A turbine casing and a valve casing of a steam turbine into which high-temperature, high-pressure steam flows as a working fluid can be regarded as a kind of a high-temperature pressure vessel receiving a high inner pressure under a high-temperature environment. Therefore, the turbine casing and the valve casing are required to endure high temperature and high stress, which is creating a demand for materials having excellent strength, ductility, and toughness at a high temperature range as materials forming the turbine casing and the valve casing.
Further, the materials need to have excellent steam oxidation resistance because of long use at high temperatures. Further, because of their complicated shapes, the turbine casing and the valve casing are generally molded by casting, and therefore good castability is required so that the occurrence of defects at the time of the casting is prevented as much as possible.
Good weldability is also an important factor as the materials because, in the event of the occurrence of a casting defect, repair-welding is necessary after a defective portion is chipped off and because short pipes, elbow pipes, and so on are joined to the turbine casing and the valve casing by welding (structural welding).

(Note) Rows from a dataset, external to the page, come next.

PR #260, opened 2016-02-16
CB-10628 Fix emulate android --target

daserge:
[Jira issue](https://issues.apache.org/jira/browse/CB-10628)

### DIFF
--- a/bin/templates/cordova/lib/run.js
+++ b/bin/templates/cordova/lib/run.js
@@ -27,6 +27,19 @@ var path  = require('path'),
     device   = require('./device'),
     Q = require('q');
 
+function getInstallTarget(runOptions) {
+    var install_target;
+    if (runOptions.target) {
+        install_target = runOptions.target;
+    } else if (runOptions.device) {
+        install_target = '--device';
+    } else if (runOptions.emulator) {
+        install_target = '--emulator';
+    }
+
+    return install_target;
+}
+
 /**
  * Runs the application on a device if available. If no device is found, it will
  *   use a started emulator. If no started emulators are found it will attempt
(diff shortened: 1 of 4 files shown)


nikhilkh:
How can we test this?

bin/templates/cordova/lib/run.js
```diff
@@ -41,8 +41,9 @@ var path  = require('path'),
 
     var self = this;
 
-    var install_target = runOptions.device ? '--device' :
-        runOptions.emulator ? '--emulator' :
+    var install_target = !runOptions.target ?
```
vladimir-kotikov: IMO this statement looks very complex - there is 3 ternary operators in one expression. Could you please try to simplify this

daserge:
@vladimir-kotikov, addressed, thanks.
@nikhilkh, I've tried to test private `getInstallTarget` with `rewire` but faced an issue caused by the fact that the test-time directory structure differs from the run-time one (so that `check-reqs` fails to load when rewire requires run -> emulator -> check_reqs):

```javascript
var rewire = require("rewire");
var run = rewire("../../bin/templates/cordova/lib/run");
var getInstallTarget = run.__get__("getInstallTarget");

describe("run", function () {
  describe("getInstallTarget", function() {
    var targetOpts = { target: "emu" };
    var deviceOpts = { device: true };
    var emulatorOpts = { emulator: true };
    var emptyOpts = {};

    it("should select correct target based on the run opts", function() {
        expect(getInstallTarget(targetOpts)).toBe("emu");
        expect(getInstallTarget(deviceOpts)).toBe("--device");
        expect(getInstallTarget(emulatorOpts)).toBe("--emulator");
        expect(getInstallTarget(emptyOpts)).toBeUndefined();
    });
  });
});
```

daserge:
I will take a look at this once more tomorrow.

daserge:
Worked on this with @vladimir-kotikov - there is a way to solve this using `require.cache` but it looks like an overkill for this case. 
Decided to require `check_reqs` at runtime instead.

daserge:
@nikhilkh, please take a look.

nikhilkh:
LGTM

PR #261, opened 2016-02-22
CB-10660 fixed the exception when removing a non-existing directory

bso-intel:
It is ALWAYS safer to check if the directory exists before it tires to remove the directory.
The uninstallation of the plugin with a <framework> tag failed because of this issue.


bso-intel:
@vladimir-kotikov ,
Could you review this?

vladimir-kotikov:
LGTM, merging

bso-intel:
Thanks for merging, Vladimir.

PR #263, opened 2016-02-26
CB-10669 cordova run --list cannot find 'adb'

daserge:
[Jira issue](https://issues.apache.org/jira/browse/CB-10669)


nikhilkh:
LGTM

PR #265, opened 2016-02-29
CB-10729 Move plugin handlers tests into platform's repo

vladimir-kotikov:
JIRA: https://issues.apache.org/jira/browse/CB-10729


bin/templates/cordova/lib/pluginHandlers.js
```diff
@@ -31,7 +31,7 @@ var handlers = {
             if (!obj.src) throw new CordovaError('<source-file> element is missing "src" attribute for plugin: ' + plugin.id);
             if (!obj.targetDir) throw new CordovaError('<source-file> element is missing "target-dir" attribute for plugin: ' + plugin.id);
             var dest = path.join(obj.targetDir, path.basename(obj.src));
-            copyNewFile(plugin.dir, obj.src, project.projectDir, dest, options && options.link);
+            copyNewFile(plugin.dir, obj.src, project.projectDir, dest, !!(options && options.link));
```
nikhilkh: Did the test find a bug here?

nikhilkh:
LGTM - though one test is failing.

bin/templates/cordova/lib/pluginHandlers.js
vladimir-kotikov: Just some divergence between expected spy arguments and actual ones, Not a bug probably, but i preferred to change parameter type rather than tests.

PR #266, opened 2016-02-29
Update SystemWebViewEngine

alin1771:
There is no point of having font size under 1px (which is default minimum size) BUT when we use EM and REM units (font-size: 0.1em)there might be some UI issues when the equivalent size in PX is smaller than 1


infil00p:
Is there a JIRA issue corresponding to this? Is there an example of px being less than one somehow?

alin1771:
No, I didn't create a jira issue. I've just had this issue on my own apps

infil00p:
Please create a JIRA issue with repro steps so that we can see what's actually being fixed, otherwise we can't accept this pull request.

alin1771:
That is too much for me and I don't have enough time to learn how to do that, I've tried to help others by fixing an issue that I had an others might have too.
Please reject my pull request,
Regards

PR #267, opened 2016-03-02
CB-10710 Respect plugman's www option when installing plugins

vladimir-kotikov:
JIRA [CB-10710](https://issues.apache.org/jira/browse/CB-10710)

This change returns back an ability to specify alternative destination for `www` files when installing plugin using Plugman CLI.

### DIFF
--- a/bin/templates/cordova/Api.js
+++ b/bin/templates/cordova/Api.js
@@ -515,4 +515,6 @@ Api.prototype._processPluginOptions = function (options) {
             this.locations.www :
             this.locations.platformWww;
     }
+
+    return options;
 };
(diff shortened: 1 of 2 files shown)


dblotsky:
Is this supported in other platforms too?

dblotsky:
Are there tests for this? I don't know how to test this to verify that the fix works.

vladimir-kotikov:
> Is this supported in other platforms too? If not, should it be?

It sound like platform-agnostic Plugman's feature, so my thinking is that it should. The PRs for other platforms is on their way.

> Are there tests for this? I don't know how to test this to verify that the fix works

Here is verification steps: 

    cordova create foo && cd foo
    cordova platform add android@https://github.com/msopentech/cordova-android#CB-10710
    plugman -d install --platform android --project platforms/android --plugin cordova-plugin-statusbar --www my/custom/www/dir

Then verify the contents of `/my/custom/www/dir`. Plugin js files should be there along `with cordova_plugins.js` Also there should be no `cordova-plugin-statusbar` files neither in platforms/android/platform_www nor in platforms/android/assets/www

dblotsky:
Okay, those steps passed for me on OS X.

PR #271, opened 2016-03-08
5.1.x fullscreen no immersive

oratthumzap:
hi,
we are using Cordova and would like to have the ability to set the Cordova activity in full screen mode, and not in an immersive mode regardless of the Android version (as was the case in previous Cordova versions).
therefore, we added a new configuration key to the Cordova config: "FullscreenNotImmersive".
when set to true the Cordova activity will be started using the full-screen-not-immersive flags.
otherwise, it will be started using the relevant flags according to the Android version (the original v5.1.x implementation). by default, this configuration key is set to false (= original implementation).
we would appreciate if you could merge this pull request so that other developers would be able to enjoy this logic ;)


infil00p:
Can you clean up this pull request?

oratthumzap:
@infil00p, do you want me to refactor the code or remove the pull request altogether?

daserge:
@oratthumzap, you should rebase your commit on master so that only relevant changes are shown.

PR #26, opened 2020-07-08
Add message if no results show up

kpancha:


project/frontend/src/FindMatch/FindMatch.js
```diff
@@ -165,6 +165,16 @@ class PreferenceForm extends React.Component {
           restaurants = restaurants.concat(restaurant.results);
         }
 
+        if (restaurants.length === 0) {
+          let message = "We can't find any restaurants near you";
+          if (this.state.open) {
+            message += ' that are currently open';
+          }
+          message += '. Please try changing your preferences.';
```
surbhimadan1995, line 173: nit: lets make this 
+= ' that match your preferences. Please try changing your preferences' 
(im just being pedantic about adding context to the cant find restaurants near you 🙃  )

project/frontend/src/FindMatch/FindMatch.js
```diff
@@ -165,6 +165,16 @@ class PreferenceForm extends React.Component {
...
+          alert(message);
```
surbhimadan1995, line 174: possibly for a follow up- but I still think a pop-up alert could be too jarring, maybe just displaying this message at the place where we would show the results if there were any?

project/backend/src/main/java/com/google/sps/data/RestaurantScorer.java
```diff
@@ -115,7 +115,7 @@ private static long roundMetersToMiles(double numMeters) {
   /** Skews ratings so that ratings with a lower number of ratings are weighed less. */
   private static double calculateRatingScore(
       double avgRating, int numRatings, DescriptiveStatistics statistics) {
-    int numInitialRatings = (int) Math.round(statistics.getPercentile(25));
+    int numInitialRatings = (int) Math.round(statistics.getPercentile(10));
```
surbhimadan1995, line 118: is this change related ?

project/frontend/src/FindMatch/FindMatch.js
jesseelizabeth: you could just create a NoResults component that would be rendered in this case

project/backend/src/main/java/com/google/sps/data/RestaurantScorer.java
kpancha: Oh no it's not, probably should've put this in a different PR

project/frontend/src/scripts/recommendation_script.js
```diff
@@ -8,6 +8,17 @@ export default function getRecommendation(preferences, callback) {
     )
     .then((data) => {
       let restaurants = [];
+      if (restaurants.length === 0) {
+        let message = "We can't find any restaurants near you";
+        if (this.state.open) {
+          message += ' that are currently open';
+        }
+        message +=
+          ' and match your preferences. Please try changing your preferences.';
```
surbhimadan1995, line 17: nit: "that" instead of "and"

Further, in an inner structure of the turbine casing and the valve casing, they are structurally combined with other components when used. For example, inside the turbine casing, a turbine rotor rotating by steam, rotor blades, nozzles (stator blades), tie bolts, nozzle boxes, and so on are assembled. Therefore, in order to facilitate the structure designing and realize greater reliability over a long period of operation, the turbine casing preferably has the same level of thermal expansion coefficient as those of these inner structure components. Further, as the thermal expansion coefficient is lower, a local heat stress as a large structure is smaller, and from this point of view, easy structure designing and improved long-term reliability are realized.
Therefore, a Ni-base casting superalloy used for a turbine casing and a valve casing is required to have excellent strength (creep rupture strength) and ductility (creep rupture elongation) at high temperatures, excellent steam oxidation resistance, excellent weldability, and a low thermal expansion coefficient.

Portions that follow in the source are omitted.